The first step is to add 15 hours and 50 minutes to your departure time. Recall that `nyc + days(2)`

added two days to the current time in New York. Use the same approach to add 15 hours and 50 minutes to the date-time stored in depart.

```
arrive <- depart + hours(15) + minutes(50)
arrive
```

`## [1] "2015-08-12 09:24:08 EDT"`

The arrive variable contains the time that it will be in New York when you arrive in Hong Kong. What we really want to know is what time is will be in Hong Kong when you arrive, so that your friend knows when to meet you.

The `with_tz()`

function returns a date-time as it would appear in another time zone. We use `with_tz()`

to convert arrive to the *“Asia/Hong_Kong”* time zone.

```
arrive <- with_tz(arrive, "Asia/Hong_Kong")
arrive
```

`## [1] "2015-08-12 21:24:08 HKT"`

Fast forward to your arrival in Hong Kong. You and your friend have just met at the airport and you realize that the last time you were together was in Singapore on June 17, 2008. Naturally, you’d like to know exactly how long it has been. We only need to use the appropriate lubridate function to parse “June 17, 2008”. This time, however, we should specify an extra argument, `tz = "Singapore"`

.

```
last_time <- mdy("June 17, 2008", tz = "Singapore")
last_time
```

`## [1] "2008-06-17 SGT"`

We can create a `new_interval()`

that spans from `last_time`

to `arrive`

```
how_long <- new_interval(last_time, arrive)
how_long
```

`## [1] 2008-06-17 SGT--2015-08-12 21:24:08 SGT`

Now use `as.period()`

to see how long it’s been.

`as.period(how_long)`

`## Warning in Ops.factor(left, right): '-' not meaningful for factors`

`## [1] "7y 1m 26d 21H 24M 8.27182102203369S"`

This is where things get a little tricky. Because of things like leap years, leap seconds, and daylight savings time, the length of any given minute, day, month, week, or year is relative to when it occurs. In contrast, the length of a second is always the same, regardless of when it occurs.
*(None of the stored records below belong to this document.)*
PR #532, opened 2026-08-07
Stabilize and unblock Frontier stack checks

LLFourn:
## What changed

- pin Rust 1.88.0 as the shared firmware and stack-check toolchain
- make the CI stack gate explicit to the production `frontier` board
- split the two oversized measured frames so the existing 25% limit passes
- remove the floating nightly dependency from the stack-check path

## Why

PR #529 did not itself increase these frames, but floating compiler output made an already-tight stack budget nondeterministic. This keeps the check aligned with the shipped compiler and restores CI without raising or silencing the limit. The firmware downgrade behavior is unchanged.

## Validation

`just stack-check stacks --board frontier --max-pct 25`

Passes with 32,076 bytes available; the largest measured frame is 7,872 bytes (24.5%).

### DIFF
--- a/.github/workflows/test.yml
+++ b/.github/workflows/test.yml
@@ -29,17 +29,21 @@ jobs:
       - name: Add RISC-V GCC to PATH
         run: echo "PATH=$PATH:${GITHUB_WORKSPACE}/riscv/bin" >> $GITHUB_ENV
 
-      - uses: dtolnay/rust-toolchain@stable
-        with:
-          targets: riscv32imc-unknown-none-elf
-          components: rustfmt, clippy
+      - name: Install Rust (pinned firmware + stable lint)
+        working-directory: .
+        run: |
+          rustup toolchain install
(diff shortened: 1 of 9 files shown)


nickfarrow (approved):
The `rust-toolchain.toml` is at the repo root so applies to everything including app builds. I think fine for the sake of bug reproducibility, but commit message describes the opposite.

Non-blocking, as predates this PR: this check only measures the largest single frame, never sums a call chain -- so it can't actually tell us the peak stack. Which means `#[inline(never)]` splits relocate stack rather than remove it. `set_workflow` went 8757B → 3376B, but it now calls `build_erase_device` (6608B), so that path is ~9984B vs 8757B before -- the metric improved a lot, actual peak went up ~1.2KB. The keygen split is roughly flat (8532B → ~8400B) so that one's fine.

Improving the check out of scope here, but I thought worth noting for the future.

`RUSTC_BOOTSTRAP` on pinned stable is great.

To address these complexities, the authors of lubridate introduce four classes of time related objects: `instants`

, `intervals`

, `durations`

, and `periods`

. These topics are beyond the scope of this lesson, but you can find a complete discussion in the **2011 Journal of Statistical Software paper titled ‘Dates and Times Made Easy with lubridate’**

- Adapted based on the data cleaning lesson in swirl courses.